Extracting key-words and key-phrases is a common task in Enterprise Search and Information Retrieval. Key-phrases are commonly used by search engines and other indices to categorize texts, build facets, or locate specific data in documents.
Despite the fact that key-phrase extraction is a common task both in industry and in academy, the precision and recall values of the state-of-the-art systems are usually under 30% and 40%. These measures have often been calculated by using a set of key-phrases extracted by humans as a baseline. Precision is the fraction of true positives over the sum of true positives and false positives, recall is the fraction of true positives over the sum of true positives and false negatives. Although human annotators do their best to extract key-phrases, it is not an easy task and sometimes there is no full agreement between two humans on which phrases are the most relevant in a given text. The picture looks to be miserable, but we can see key-phrase extractor almost everywhere. Why? First, the relatively low precision and recall values are not that bad, even they are pretty good compared to other Information Retrieval systems. Second, users find most of the key-phrases natural, or at least somehow informative.
Designing our new key-phrase extracting algorithm was a long journey. We wanted a more or less language independent solution, since in Europe, chances are high that you have to deal with multiple languages. First, we studied data-driven approaches that usually employ a language model (basically huge frequency tables of words or n-grams) and compares the word or n-gram frequencies of a given text to this model. Although these approaches are very good, you have to build a new model for every new language. Also, comparing frequencies can be computationally intensive, even if you want to extract key-phrases in real time.
Finally, we found TextRank, an unsupervised algorithm for key-phrase extraction. TextRank runs on texts and it requires no other inputs. It is a graph-based algorithm inspired by Google’s PageRank. The basic idea is that you can build a graph from the words of a text. Let every word be a node in the graph, you can draw an edge between two words, if they are neighbors (i.e. occurring in a sequence, one before the other) or there is no more than one word between them. This way you can build up a graph, so you can compute the PageRank value of each node. PageRank is a good measure, because it combines the authority (how many node links to it) and hubness (well connected nodes that make authority nodes accessible for many-many less important nodes).
Our linguistic team modified TextRank, so now it takes some linguistic information into consideration (e.g. we are weighting the edges and we are using a directed graph). Although we haven’t reached better evaluation results than the state-of-the-art systems, we felt that our solution gives very natural key-phrases.

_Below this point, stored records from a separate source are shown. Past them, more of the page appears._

PR #625, opened 2022-03-24
Add :metrics option to capture headers

elersong:
### Notes
Current limitations of the JS driver prevent easy access to usage metrics provided in the response headers from the DB. This PR adds a `:metrics` option to allow programmatic access to those metrics.

### How to test
`yarn test`

### DIFF
--- a/README.md
+++ b/README.md
@@ -154,6 +154,7 @@ structured as follows:
   } // usage data
 }
 ```
+Metrics returned in the response will be of `Int` data type.
 #### Pagination Helpers
 
 This driver contains helpers to provide a simpler API for consuming paged
--- a/README.md
+++ b/README.md
@@ -127,6 +127,33 @@ createP.then(function(response) {
 `response` is a JSON object containing the FaunaDB response. See the JSDocs for
 `faunadb.Client`.
 
+The `:metrics` option is used during instantiation to create a client that also 
+returns usage information about the queries issued to FaunaDB.
+
+```javascript
+let client = new faunadb.Client({ 
+  secret: 'YOUR_FAUNADB_SECRET',
+  metrics: true 
+})
+```
+
+The `response` object is shaped differently for clients when the `:metrics` option
+is/not set. The default client setting returns the `response` body at root level. 
+When the client is configured to return `:metrics`, the `response` object is 
+structured as follows:
+
+```javascript
+{
+  value: { ... }, // structured response body
+  metrics: {
+    x-compute-ops: XX,
+    x-byte-read-ops: XX,
+    x-byte-write-ops: XX,
+    x-query-time: XX,
+    x-txn-retries: XX
+  } // usage data
+}
+```
 #### Pagination Helpers
 
 This driver contains helpers to provide a simpler API for consuming paged
--- a/src/Client.js
+++ b/src/Client.js
@@ -326,8 +326,15 @@ Client.prototype._execute = function(method, path, data, query, options) {
         endTime
       )
       self._handleRequestResult(response, result, options)
-
-      return responseObject['resource']
+      
+      if (options.withFaunaMetrics) {
+        return { 
+          response: responseObject['resource'],
+          headers: response.headers
+        }
+      } else {
+        return responseObject['resource']
+      }
     })
 }
 
--- a/src/Client.js
+++ b/src/Client.js
@@ -282,6 +282,22 @@ Client.prototype.close = function(opts) {
   return this._http.close(opts)
 }
 
+/**
+ * Executes a query via the FaunaDB Query API.  
+ * See the [docs](https://app.fauna.com/documentation/reference/queryapi),
+ * and the query functions in this documentation.
+ * @param expression {module:query~ExprArg}
+ *   The query to execute. Created from {@link module:query} functions.
+ * @param {?Object} options
+ *   Object that configures the current query, overriding FaunaDB client options.
+ * @param {?string} options.secret FaunaDB secret (see [Reference Documentation](https://app.fauna.com/documentation/intro/security))
+ * @return {external:Promise<Object>} An object containing the FaunaDB response object and the list of query metrics incurred by the request.
+ */
+ Client.prototype.queryWithMetrics = function(expression, options) {
+  options = Object.assign({}, options, { withMetrics: true })
+  return this._execute('POST', '', query.wrap(expression), null, options)
+}
+
 Client.prototype._execute = function(method, path, data, query, options) {
   query = util.defaults(query, null)
 
--- a/src/Client.js
+++ b/src/Client.js
@@ -356,7 +356,7 @@ Client.prototype._execute = function(method, path, data, query, options) {
         'x-txn-retries'
       ]
 
-      if (options?.metrics) {
+      if (options && options.metrics) {
         return { 
           value: responseObject['resource'],
           metrics:  Object.fromEntries(
--- a/src/Client.js
+++ b/src/Client.js
@@ -165,6 +165,8 @@ var values = require('./values')
  *   which has the highest priority and overrides the option passed into the Client constructor.
  * @param {?boolean} options.checkNewVersion
  *   Enabled by default. Prints a message to the terminal when a newer driver is available.
+ * @param {?boolean} options.metrics
+ *   Disabled by default. Controls whether or not query metrics are returned.
  */
 function Client(options) {
   var http2SessionIdleTime = getHttp2SessionIdleTime()
--- a/src/Client.js
+++ b/src/Client.js
@@ -346,10 +346,10 @@ Client.prototype._execute = function(method, path, data, query, options) {
       self._handleRequestResult(response, result, options)
 
       const metricsHeaders = [
-        'x-query-time',
-        'x-read-ops',
-        'x-write-ops',
         'x-compute-ops',
+        'x-byte-read-ops',
+        'x-byte-write-ops',
+        'x-query-time',
         'x-txn-retries',
       ]
 
--- a/src/Client.js
+++ b/src/Client.js
@@ -361,11 +361,9 @@ Client.prototype._execute = function(method, path, data, query, options) {
       if (options && options.metrics) {
         return {
           value: responseObject['resource'],
-          metrics: Object.fromEntries(
-            Object.entries(response.headers).filter(([key]) =>
-              metricsHeaders.includes(key)
-            )
-          ),
+          metrics: Object.fromEntries(Array.from(Object.entries(response.headers)).
+            map(([ k,v ]) => [k, parseInt(v)]).
+            filter( ([k,v]) => metricsHeaders.includes(k) )),
         }
       } else {
         return responseObject['resource']
--- a/src/Client.js
+++ b/src/Client.js
@@ -291,7 +291,7 @@ Client.prototype.close = function(opts) {
  * @param {?Object} options
  *   Object that configures the current query, overriding FaunaDB client options.
  * @param {?string} options.secret FaunaDB secret (see [Reference Documentation](https://app.fauna.com/documentation/intro/security))
- * @return {external:Promise<Object>} An object containing the FaunaDB response object and the list of query metrics incurred by the request.
+ * @return {external:Promise<Object>} {value, metrics} An object containing the FaunaDB response object and the list of query metrics incurred by the request.
  */
  Client.prototype.queryWithMetrics = function(expression, options) {
   options = Object.assign({}, options, { metrics: true })
--- a/src/Client.js
+++ b/src/Client.js
@@ -294,7 +294,7 @@ Client.prototype.close = function(opts) {
  * @return {external:Promise<Object>} An object containing the FaunaDB response object and the list of query metrics incurred by the request.
  */
  Client.prototype.queryWithMetrics = function(expression, options) {
-  options = Object.assign({}, options, { withMetrics: true })
+  options = Object.assign({}, options, { metrics: true })
   return this._execute('POST', '', query.wrap(expression), null, options)
 }
 
--- a/src/Client.js
+++ b/src/Client.js
@@ -344,15 +344,11 @@ Client.prototype._execute = function(method, path, data, query, options) {
       )
       self._handleRequestResult(response, result, options)
       
-      const metricsHeaders = [ 
-        'x-query-bytes-in', 
-        'x-query-bytes-out', 
-        'x-query-time', 
+      const metricsHeaders = [
+        'x-compute-ops',
         'x-read-ops', 
         'x-write-ops', 
-        'x-compute-ops', 
-        'x-storage-bytes-read', 
-        'x-storage-bytes-write', 
+        'x-query-time', 
         'x-txn-retries'
       ]
 
--- a/src/Client.js
+++ b/src/Client.js
@@ -192,6 +192,7 @@ function Client(options) {
   this._observer = options.observer
   this._http = new http.HttpClient(options)
   this.stream = stream.StreamAPI(this)
+  this.metrics = options.metrics
 }
 
 /**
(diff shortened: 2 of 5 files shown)


src/_util.js
```diff
@@ -330,7 +330,7 @@ function getNodeRuntimeEnv() {
  * @param {any} def The default value.
  * @private
  */
-function defaults(obj, def) {
+function defaults(obj, def = { withFaunaMetrics: false }) {
```
doom-weaver: changing this code would change the behavior of all users of this utility function.


So instead of bolting this in here how about you just use the defaults method inside _execute.

Like:

```
options = util.defaults(options, {withFaunaMetrics: false})
```
this would be the same pattern as query is doing here:

https://github.com/fauna/faunadb-js/blob/ee6f53f9c985bde41976743530e3846dee058587/src/Client.js#L285

src/Client.js
```diff
@@ -326,8 +326,15 @@ Client.prototype._execute = function(method, path, data, query, options) {
         endTime
       )
       self._handleRequestResult(response, result, options)
-
-      return responseObject['resource']
+      
+      if (options.withFaunaMetrics) {
+        return { 
+          response: responseObject['resource'],
+          headers: response.headers
```
faunaee: headers !== metrics. Sure, metrics are part of the headers, but not all of the response headers are metrics.

We should return `metrics`, with the subset of the headers that represent metrics.

The headers that represent metrics are:

```
[
  'x-query-bytes-in',
  'x-query-bytes-out',
  'x-query-time',
  'x-read-ops',
  'x-write-ops',
  'x-compute-ops',
  'x-storage-bytes-read',
  'x-storage-bytes-write',
  'x-txn-retries',
]
```

src/Client.js
```diff
@@ -326,8 +326,15 @@ Client.prototype._execute = function(method, path, data, query, options) {
         endTime
       )
       self._handleRequestResult(response, result, options)
-
-      return responseObject['resource']
+      
+      if (options.withFaunaMetrics) {
```
faunaee:
```suggestion
      if (options.metrics) {
```

This is `fauna-shell`, so the `Fauna` is redundant. And it would be much more succinct to just call:

```
  secret: "secret",
  metrics: true
})
```

src/Client.js
faunaee: Is there a test that exercises the metrics return? If not, shouldn't there be at least one?

src/Client.js
faunaee: The `README` file should be updated to document this option.

faunaee (dismissed):
Nice! Many JS driver users will appreciate this feature. I made a few suggestions.

ptpaterson:
Can we add another method to Client as a shorthand for setting the `withMetrics` option?  This would harmonize it with the JVM drivers.  Something like:

```javascript
/**
 * Executes a query via the FaunaDB Query API.  
 * See the [docs](https://app.fauna.com/documentation/reference/queryapi),
 * and the query functions in this documentation.
 * @param expression {module:query~ExprArg}
 *   The query to execute. Created from {@link module:query} functions.
 * @param {?Object} options
 *   Object that configures the current query, overriding FaunaDB client options.
 * @param {?string} options.secret FaunaDB secret (see [Reference Documentation](https://app.fauna.com/documentation/intro/security))
 * @return {external:Promise<Object>} An object containing the FaunaDB response object and the list of query metrics incurred by the request.
 */
Client.prototype.queryWithMetrics = function(expression, options) {
  options = Object.assign({}, options, { withMetrics: true })
  return this._execute('POST', '', query.wrap(expression), null, options)
}
```

src/Client.js
ptpaterson: The JVM client's [MetricsResponse class](https://github.com/fauna/faunadb-jvm/blob/5ffdba7c0ffe8e642c7c2ed2131d41d677de8037/faunadb-java/src/main/java/com/faunadb/client/types/MetricsResponse.java#L13-L15) has `metricsMap` and `value` fields.  The "Map" part is redundant in JS, so if we want to harmonize with JVM driver, then we could return 

```javascript
{
  value:  responseObject['resource'],
  metrics: getMetrics(response.headers)
}
```

Also highlighting that headers `!==` metrics

src/_util.js
elersong: It looks like the client default values are actually here https://github.com/fauna/faunadb-js/pull/625/files/db7057a186f80944e548476736b361dc613beb66#diff-b880f47f381d68dcd7473fb094acb874cd50b1140cdf2bfd7a368fa509738073L172

elersong: I updated them to include the `metrics` default

src/Client.js
elersong: Done

src/Client.js
```diff
@@ -281,6 +282,22 @@ Client.prototype.close = function(opts) {
...
+ * and the query functions in this documentation.
+ * @param expression {module:query~ExprArg}
+ *   The query to execute. Created from {@link module:query} functions.
+ * @param {?Object} options
+ *   Object that configures the current query, overriding FaunaDB client options.
+ * @param {?string} options.secret FaunaDB secret (see [Reference Documentation](https://app.fauna.com/documentation/intro/security))
+ * @return {external:Promise<Object>} An object containing the FaunaDB response object and the list of query metrics incurred by the request.
+ */
+ Client.prototype.queryWithMetrics = function(expression, options) {
+  options = Object.assign({}, options, { withMetrics: true })
```
doom-weaver: this is using `withMetrics` but elsewhere `metrics` is used.

```suggestion
  options = Object.assign({}, options, { metrics: true })
```

src/Client.js
```diff
@@ -326,8 +343,29 @@ Client.prototype._execute = function(method, path, data, query, options) {
...
+      const metricsHeaders = [ 
+        'x-query-bytes-in', 
+        'x-query-bytes-out', 
+        'x-query-time', 
+        'x-read-ops', 
+        'x-write-ops', 
+        'x-compute-ops', 
+        'x-storage-bytes-read', 
+        'x-storage-bytes-write', 
+        'x-txn-retries'
```
doom-weaver: i think you also need `x-query-byte-read-ops` and `x-query-byte-write-ops`. See [docs](https://docs.fauna.com/fauna/current/learn/understanding/billing#perquery).

When I query via extending the current driver I get teh following headers:

```
responseHeaders: {
      ':status': 200,
      'x-txn-time': '1648432840766000',
      'x-compute-ops': '1',
      'x-read-ops': '1',
      'x-byte-read-ops': '16',
      'x-byte-write-ops': '0',
      'x-write-ops': '0',
      'x-query-time': '216',
      'x-query-bytes-in': '31',
      'x-query-bytes-out': '24',
      'x-storage-bytes-read': '200',
      'x-storage-bytes-write': '0',
      'x-txn-retries': '0',
      'x-faunadb-build': '22.03.01-39f78e0',
      'content-length': '24',
      'content-type': 'application/json;charset=utf-8'
}
 ```

From these the metrics ones are:

```
 {
      'x-compute-ops': '1',
      'x-read-ops': '1',
      'x-byte-read-ops': '16',
      'x-byte-write-ops': '0',
      'x-write-ops': '0',
      'x-query-time': '216',
      'x-query-bytes-in': '31',
      'x-query-bytes-out': '24',
      'x-storage-bytes-read': '200',
      'x-storage-bytes-write': '0',
      'x-txn-retries': '0'
}
```

I'm curious if others think we should even include  the `x-read-ops, x-query-bytes-in, x-query-bytes-out, x-write-ops, and x-storage-bytes-write` headers since they  "refer to legacy query accounting, and are not used in billing calculations." Including might just lead to confusion.

As Ewan called out below `x-storage-bytes-read` is also deprecated.

Without those we'd have:

```
 {
      'x-compute-ops': '1',
      'x-byte-read-ops': '16',
      'x-byte-write-ops': '0',
      'x-query-time': '216',
      'x-txn-retries': '0',
}
```

@faunaee @ptpaterson @rts-rob

**Review by doom-weaver — CHANGES_REQUESTED** [review]

File: src/Client.js (hunk 5 above)
Comment (rts-rob) [reply src/Client.js]: Since we're introducing new functionality I propose we limit the information provided to only what's useful and used.

@cleve-fauna You didn't explicitly mention `x-storage-bytes-read` - is it legacy as well?

Comment (doom-weaver) [reply src/Client.js]: my bad its not called out as legacy; added it to the list.

Please double check my reading here: https://docs.fauna.com/fauna/current/learn/understanding/billing#perquery 😆

Comment (faunaee) [reply src/Client.js]: I'm good with removing the legacy headers from the `metrics` return value. If users still need to access those, they can continue to provide an observer callback.

Comment (doom-weaver) [reply src/Client.js]: Its a little vague on `x-storage-bytes-read`  - we don't use this in any billing. Do you see any reason to keep it @faunaee ?

Comment (faunaee) [reply src/Client.js]: No. `x-storage-bytes-read` and `x-storage-bytes-write` have been superceded by `x-bytes-read-ops` and `x-bytes-write-ops`, respectively.

That `x-storage-bytes-read` isn't listed as "legacy" in the docs is a bug. I'll get that fixed via DOCS-2011.

Comment (elersong) [reply src/Client.js]: I've updated to remove the following headers from the `:metrics`

```
'x-query-bytes-in', 
'x-query-bytes-out', 
'x-compute-ops', 
'x-storage-bytes-read', 
'x-storage-bytes-write', 
```

File: src/Client.js [hunk 6]
```diff
@@ -326,8 +343,25 @@ Client.prototype._execute = function(method, path, data, query, options) {
...
+        'x-read-ops', 
+        'x-write-ops', 
+        'x-query-time', 
+        'x-txn-retries'
+      ]
 
-      return responseObject['resource']
+      if (options && options.metrics) {
+        return { 
+          value: responseObject['resource'],
```
faunaee, line 363: Is there a benefit to returning an object here? What about this usage:

```
const [ response, metrics ] = client.queryWithMetrics(q.Now())
```

If there is value to returning an object, can we call it `response` instead of `value`?

src/Client.js
rts-rob: Is there a mismatch here? I understood @cleve-fauna 's comment above to mean we should _remove_:

```js
'x-read-ops',
'x-query-bytes-in',
'x-query-bytes-out',
'x-write-ops',
'x-storage-bytes-read',
'x-storage-bytes-write',
```

_If_ that's correct, then after fde473b we need a new commit that adds back in:
```js
'x-compute-ops',
```
and removes:
```js
'x-read-ops',
'x-write-ops',
```

src/Client.js
```diff
@@ -281,6 +282,22 @@ Client.prototype.close = function(opts) {
...
+/**
+ * Executes a query via the FaunaDB Query API.  
+ * See the [docs](https://app.fauna.com/documentation/reference/queryapi),
+ * and the query functions in this documentation.
+ * @param expression {module:query~ExprArg}
+ *   The query to execute. Created from {@link module:query} functions.
+ * @param {?Object} options
+ *   Object that configures the current query, overriding FaunaDB client options.
+ * @param {?string} options.secret FaunaDB secret (see [Reference Documentation](https://app.fauna.com/documentation/intro/security))
+ * @return {external:Promise<Object>} An object containing the FaunaDB response object and the list of query metrics incurred by the request.
```
faunaee: If we return an object, should we note the names of the fields here?

faunaee (dismissed):
A couple of minor suggestions.

Also, we should include a test and an update to `README.md` describing this feature.

src/Client.js
elersong: `value` was a request to align the JS driver with the JVM driver, which already has a `queryWithMetrics` workflow.

test/client.test.js
```diff
@@ -386,12 +405,11 @@ describe('Client', () => {
...
-
 })
 
-function assertHeader(headers, name) {
-  expect(headers[name]).not.toBeNull()
-  expect(parseInt(headers[name])).toBeGreaterThanOrEqual(0)
+function assertMetric(metrics, name) {
+  expect(metrics[name]).not.toBeNull()
+  expect(parseInt(metrics[name])).toBeGreaterThanOrEqual(0)
 }
```
doom-weaver: I notice here you have to convert the metric to an int.

It would be a better UX if we did this in the driver code itself - otherwise every client is going to have to do this conversion.

src/Client.js
```diff
@@ -327,7 +350,26 @@ Client.prototype._execute = function(method, path, data, query, options) {
...
+        'x-query-time',
+        'x-txn-retries',
+      ]
+
+      if (options && options.metrics) {
+        return {
+          value: responseObject['resource'],
+          metrics: Object.fromEntries(
+            Object.entries(response.headers).filter(([key]) =>
+              metricsHeaders.includes(key)
```
doom-weaver: converting the metrics to an int ourselves here we eliminate forcing that logic on each client.

doom-weaver (changes requested):

README.md
```diff
@@ -127,6 +127,33 @@ createP.then(function(response) {
...
+structured as follows:
+
+```javascript
+{
+  value: { ... }, // structured response body
+  metrics: {
+    x-compute-ops: XX,
+    x-byte-read-ops: XX,
+    x-byte-write-ops: XX,
+    x-query-time: XX,
```
doom-weaver, line 152: if we change the metrics to be an object pointing to integer values let's call it out in the doc as well so that users don't have to investigate the type we return.

test/client.test.js
elersong: Good call

src/Client.js
elersong: done

src/Client.js
```diff
@@ -327,7 +350,24 @@ Client.prototype._execute = function(method, path, data, query, options) {
...
+        'x-query-time',
+        'x-txn-retries',
+      ]
+
+      if (options && options.metrics) {
+        return {
+          value: responseObject['resource'],
+          metrics: Object.fromEntries(Array.from(Object.entries(response.headers)).
+            map(([ k,v ]) => [k, parseInt(v)]).
+            filter( ([k,v]) => metricsHeaders.includes(k) )),
```
doom-weaver: nit - filter and then map, save some computation
```suggestion
            filter( ([k,v]) => metricsHeaders.includes(k) ).
            map(([ k,v ]) => [k, parseInt(v)]))
            ,
```

test/client.test.js
```diff
@@ -40,6 +40,25 @@ describe('Client', () => {
...
+    assertMetric(response.metrics, 'x-query-time')
+    assertMetric(response.metrics, 'x-txn-retries')
+  })
+
+  test('returns query metrics if using the queryWithMetrics function', async () => {
+    const response = await client.queryWithMetrics(query.Add(1, 1))
+    assertMetric(response.metrics, 'x-compute-ops')
+    assertMetric(response.metrics, 'x-byte-read-ops')
+    assertMetric(response.metrics, 'x-byte-write-ops')
+    assertMetric(response.metrics, 'x-query-time')
```
doom-weaver, line 58: please add an assert on the value part of the result too.

src/Client.js
```diff
@@ -327,7 +350,25 @@ Client.prototype._execute = function(method, path, data, query, options) {
...
+        'x-query-time',
+        'x-txn-retries',
+      ]
+
+      if (options && options.metrics) {
+        return {
+          value: responseObject['resource'],
+          metrics: Object.fromEntries(Array.from(Object.entries(response.headers)).
+            filter( ([k,v]) => metricsHeaders.includes(k) )).
+            map(([ k,v ]) => [k, parseInt(v)])
```
doom-weaver:
```suggestion
          metrics: Object.fromEntries(
            Array.from(Object.entries(response.headers)).
              filter( ([k,v]) => metricsHeaders.includes(k) ).
              map( ([ k,v ]) => [k, parseInt(v)])
            )
```

doom-weaver (approved):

Graph-based models are becoming popular models of human cognition. Studies showed that at least a significant portion of language can be modeled by graph structures. E.g. Griffiths et al. describes an experiment that asked participants to respond with the first word that came into their mind that starts with a specific letter. From a technical point of view, think of this task as giving suggestions based on the initial character. At first, one can think that the most frequent word starting with that character would be great to predict the answers. It has been found that word association networks are better at this task. Griffiths and his fellows built a network from a word association database and computed the PageRank value for each of its nodes to show that. Other experiments suggests that we organize semantic information into networks (Tenenbaum), and language development can be described in terms of growing language networks in our mind (Ke and Yao). Language graphs have been applied to measure the coherence of speech of patients with thought disorders. From this point of view, TextRank can be interpreted as a way of determining the central elements of a text.
We can’t build a product on our intuition, so we designed an online study which asked participants to rate key-phrases on a scale from “Totally relevant” to “Totally irrelevant” and we found 7.6% percent of them are totally relevant, 46.4% are rather relevant, 32.4% somehow relevant, 13.2% are rather irrelevant and 0.4% are totally irrelevant.
It seems that we designed an experiment just to support our claims. This is partly true. We think the good old precision and recall values are good if you can make a baseline. But asking humans to find a few key-phrases is asking them to rank alternatives. TextRank and our modification of the algorithm do the same thing, it ranks every word according to its PageRank value. During our evaluation task we would like to know if humans can accept automatically extracted phrases, i.e. although humans can accept them as key-phrases they render them to a lower rank.